The Wendigo carries so much symbolism, besides the horror trope in which he seems so regularly to find himself, such as in Fear Itself or the classic Wendigo film, Ravenous, which was made a couple of years before this film. He expresses the anger that rages within George, the father who cannot show interest in his son’s curiosity because of his own issues brought with him from the city, frustration and fear of failure. And we can infer (as the NYT does) that Miles himself feels an Oedipal rage toward his father who, Freud tells us, is the child’s rival for sexual possession of the mother throughout childhood. The voracious hunger comes from an even earlier stage, what Freud called the “cannibalistic stage” of babyhood, where the infant wants to own the breast, consume it so it will always remain in his possession. George’s playacting the cannibal, attacking and pretending to eat Miles, is a common parent/child game, but is also deeply revealing of these forces hidden deep in the unconscious.

At yet another level, the Wendigo represents the revenge of nature on the civilised, those whose insatiable hunger for growth decimates the land and finds sport in killing its inhabitants, be they human, deer or any ‘other’. The antler is a weapon used by the stag, a normally shy and timorous animal who becomes a formidable fighter in the mating season, and the size and strength of its antlers represents both its sexual and fighting prowess.
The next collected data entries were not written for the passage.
Issue #5693, opened 2019-04-08
The install script should create the database in its final form without the use of ALTER statements.


a17adajo:
At the moment the database are created with CREATE statements and then at the bottom some tables are then altered.
Those tables should be created as they should be directly wich would simplify the script.

Example of lines that could be removed:

635: alter table user_course alter column result SET DEFAULT 0.0;

HGustavs:
The alters should be there as documentation ... ... but in deltachange.sql

The process is, if the running system presents an SQL error, this means that the tables have been augmented compared to the running system. The error message and the alter table should then be found in deltachange.sql

The init_db sql should be the "current" create-at-once-database, any alters necessary for patching any older system running an older database should be available in deltachange.sql together with the corresponding error message.

If the alter table in the init_db is NOT of that kind, but just a result of the work process or the export of some tool... then it should be incorporated back into init_db.sql

HGustavs:
Running the init_db is the edge case and the running system with the "old" database is the main case. ...In many other development paradigms this is the other way around...

a17poner:
merged.

PR #5880, opened 2019-04-12
New time sheet dugga

a17joaap:
Part of issue [5628](https://github.com/HGustavs/LenaSYS/issues/5628), needs further feedback from the client, but is a starting point for further development.

The dugga is under 'Webbutveckling - datorgrafik' and is called 'Daily Minutes'.

You can make any dugga a time sheet dugga if you open the test editor for the course and change the template to 'daily-minutes'. You also need to open the variant editor (click the pencil) and change the submission type to 'Timesheet'.


a17poner:
Should we wait for henrik to respond with the feedback you mentioned before reviewing or do you want me to review it as is and then potentially have it merged by bylund before you get feedback? :) Also minor thing that im not sure of but shouldn't database additions/changes be in the delta sql for some sort of history or am I mistaken and what you did by putting the new table in init_db correct? :)

a17joaap:
I think we can review it and possibly merge, and any feedback from Henrik could be implemented later on. Not sure about deltachange, but it sounds right! I'll fix that

a17joaap:
Will take a look and fix!

a17joaap:
Fixed clearing input when adding new row. Solution goes against the code standard, but it's simply impossible to preserve that data when using strings and innerHTML.

Added a button on new rows for removing the row. It's very ugly but could be improved later on.
removerow

Added the submission preview that dugga uses, so the user can see his/her latest upload,
feedback


Lastly, added the 'required' keyword to the inputs which does not accept empty values. This is supported by all modern browsers (and IE 10.0!). If we have any cavemen using the site, they will just get a SQL error from filereceive_dugga.php if they submit empty values.

a17joaap:
Oops, missed the required attribute on new rows. Not sure why it's not working locally, are the files being saved in DuggaSys/submissions/2/97732/1/*username*/ ?

a17poner:
image
Yeah they're added to the folder but I still can't see them.
P:\xampp\htdocs\LenaXampp\LenaSYS\DuggaSys\submissions\2\97732\21\Kong_Toddler_Toddler
is where they're saved.
Altough everything else seem to work now with required

a17joaap:
Changed the adding of new rows to conform to the code standard if you want to take a look. Not sure about your issue, it's handled by the findfilevers function in dugga.js (row 1308).

a17joaap:
> When uploading I get the error shown in the printscreen above
Do you get that on the server too? Or only local? Don't know what to do about that.

> The form has a fixed size and on smaller screens it goes off screen
I vote we make this a separate issue, this pull request is already too big by Henriks standards.

I fixed the issue when removing middle row and adding a new one.

a17joaap:
I looked around a bit and tried to recreate the issue with the file uploads. I noticed that if you omit '"fieldname"="timesheet"' you get a similar error, since 'findfilevers' uses the fieldname as a parameter.

a17poner:
Yeah agree, this issue itself was way to big to begin with, so styling, maybe the thing with the fileverse to see uploads if we can find a reliable way to recreate it can all become issues. Also thinking that maybe having each upload become one file with several rows instead of one file per submitted row could be a good issue for the future since it would be easier that way to keep working with it on the big contribution update/feature we will work on later in the project. Im still seeing that php error when I submit/upload. But the the adding and removing rows works properly now. I will just double check to see what it is on my end that could cause it before submitting the actual review. Also yeah Im just doing work and testing locally, I haven't done a single test on the webserver yet (haven't even set myself up with an account).
image

a17joaap:
Sounds good! 
The uploaded files actually already contain all rows that are in the table when pressing upload

a17poner:
Not sure how to test this currently, I'll try it on my computer at home tomorrow and if I still get the error I'll just submit an issue about it I guess, I'll approve it, the styling and possibly something to do with seeing uploaded files could make for issues as well.

a17joaap:
Moved the timesheet table creation to init_db since deltachange is used for [other things](https://github.com/HGustavs/LenaSYS/issues/5693#issuecomment-480734934). Merge conflict can be resolved by clicking resolve conflicts.

Issue #5868, opened 2019-04-12
Merge files related to diagram


a17alfcl:
Decrease the amount of files related to diagram functions.
Seven files are currently related to diagram and some need to be removed before remaking the canvas structure.

> "There are too many files" - Henrik 2019

PR #5909, opened 2019-04-15
Fix for issue #5868 Merge files related to diagram

a17vikab:
Issue: #5868 

Merged js-files into diagram.js and diagram_objects.js.


a17vikab:
There are some issues that didn't work before we did this fix and therefore, we know that new issues need to be created. Make sure that you create issues of problems that not already exist.

a17jacsv:
Approved. Good job!

Issue #5619, opened 2019-01-24
Section editor styling


HGustavs:
* We want a subtle difference between examples and other links so students can see the kind of link without navigating to that link. 
* We also want a subtle difference between internal and external (to other non-university pages) links

Preferrably very subtle, not using icons or other exceedingly overt notations.

c17julka:
![image](https://user-images.githubusercontent.com/37792321/56132177-9f57cb00-5f89-11e9-81d5-e58a05ad8e98.png) ![image](https://user-images.githubusercontent.com/37792321/56132216-b5fe2200-5f89-11e9-8fbc-c005c29ed2d6.png)
Fixed and merged. Above pics shows change in text color when hovering over certain links (example links, external links and internal links. Pics show example link + internal link).

PR #5926, opened 2019-04-15
Pull request for issue #5619

c17julka:
Solution for #5619

Test site: https://c17julka.gruppb.webug.his.se:20002

Changes are on sectioned.js (bottom of file) and style.css (rows 396 - 410)
Added functions which add classes to certain links, which have a hover colour effect.


c17julka:
Since you can't define if the added link on sectioned, you can't tell if it's external or internal. Which means testing of this would go through the main dugga page on the console.

c17alepe:
Issue tested and approved. The links change color when being hovered in the sectioned site. If Henrik approves the hover solution it should be good to go.

Issue #5910, opened 2019-04-15
Icons: Icon_Cross.svg and Icon_Tick.svg 404 error


a17andby:
When clicking on a `First name` and `Last name` record in the `accessed.php` table the icons `Icon_Cross.svg` and `Icon_Tick.svg` return a 404 error.

![Screenshot from 2019-04-15 09-58-48](https://user-images.githubusercontent.com/49235724/56116259-b1277700-5f65-11e9-9c49-73464d2f4d89.png)

a17andby:
Fixed and merged. Closing.

PR #5930, opened 2019-04-15
Moved icons and updated src path

a17poner:
Moved icon cross and ticks to the shared/icons and updated the src path accordingly fixing issue #5910
(e.g. in access when doubleclicking a name cell in the table you should be able to edit it and now see a green tick and a red cross icon).


HGustavs:
Screenshot for fixed functionality for documentation.

a17poner:
image
Here's a screenshot of the fixed functionality. Put the icons for it in shared/icons instead of in shared/sortableTableLibrary to keep all icons in the same place in case a cross and a tick has any use outside of sortableTable in the future.

Issue #5780, opened 2019-04-10
Line thickness slider gets hidden in the Firefox browser when draged


a16tobfr:
![lineThicknessSlider](https://user-images.githubusercontent.com/49199690/55876346-b9fbff80-5b97-11e9-9cce-443d9589c4d5.JPG)
When using the Firefox browser, the slider gets hidden while being clicked and dragged. It would be nice if this could be fixed.

HGustavs:
Do we know why?

This must be css styling?

Normal range input does not behave like this......

a16tobfr:
Code located in diagram_forms.php
~~~
<input id="line-thickness" oninput=\'globalLineThickness(); hashFunction(); updateGraphics();\' style="width:100%; margin: -2px; padding: 0px;" type="range" min="1" max="3" value="1">
~~~
A tip is to check out how the zoom slider is made which can be found in the shared style.css document.
.zoomSlider uses the following for adjusting to different browsers
For Chrome, Opera, Safari, Edge:
.zoomSlider::-webkit-slider-thumb {
...
}
and for FireFox:
.zoomSlider::-moz-range-thumb {
...
}

This might help in order to solve this issue in the future.

a18kaswi:
PR #7963 not good because rework of system. Check with @a18antsv

a18petha:
This Issue implementation needs to be redone to be compatible with solution from #5638

PR #8063, opened 2020-04-14
Reimplemented solution for new HTML structure

a18petha:
**For testers**

1. open this address. http://group4.webug.his.se:20001/G4-2020-W16-ISSUE%235780/DuggaSys/diagram.php in firefox

2. test the input elements of type "range"

one of these elements can be found by using the "Draw Free" tool in ER mode

Link to original Issue #5780


a18petha:
Added styling to this issue after specification

Issue #7973, opened 2020-04-08
AccessEd table group dropdown closes instantly after opening in certain scenarios


b18jonli:
When a group dropdown is open and the user clicks to open another group dropdown, all subsequent dropdowns will close instantly after opening. The problem stops if you click outside the dropdown column.

HGustavs:
Confirmed.

This is really annoying...

PR #8071, opened 2020-04-14
Removed duplication of accessed table

### LINKED ISSUE #6068: Check mark in Accessed.php changes the name of the person.
When you press the check mark icon next to the persons name it will change the name of the person. 

Before pressing the check mark on Alex. 
image

image

And after you press the check mark the name will change, in this case Alex Bridgeman will have another name (Anders in this case) when you press on him. 

image

image

b18jonli:
Fixes #6068.
Should improve performance as well as make the table work correctly.

### DIFF
--- a/DuggaSys/accessed.js
+++ b/DuggaSys/accessed.js
@@ -521,6 +521,7 @@ function returnedAccess(data) {
 		hasMagicHeadings: false,
 		hasCounterColumn: true
 	});
+	
 	myTable.renderTable();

In the hybrid shape of a human and a stag, the Wendigo recasts humans from hunters to hunted, from predator to prey. This is precisely why Hannibal Lecter is shown in Wendigo form throughout much of the three seasons of the television series Hannibal. Hannibal is the civilised, rational, erudite man of science, a psychiatrist who knows of the dark forces inside the human psyche, and has determined that the human is just another animal, no more deserving of respect or inedibility than any other species, and even less if he happens to be rude. Who judges that – the supernatural force, the inhuman, the less-than-human or, in Hannibal’s opinion, the more-than-human? Whichever you choose, it appears as the Wendigo.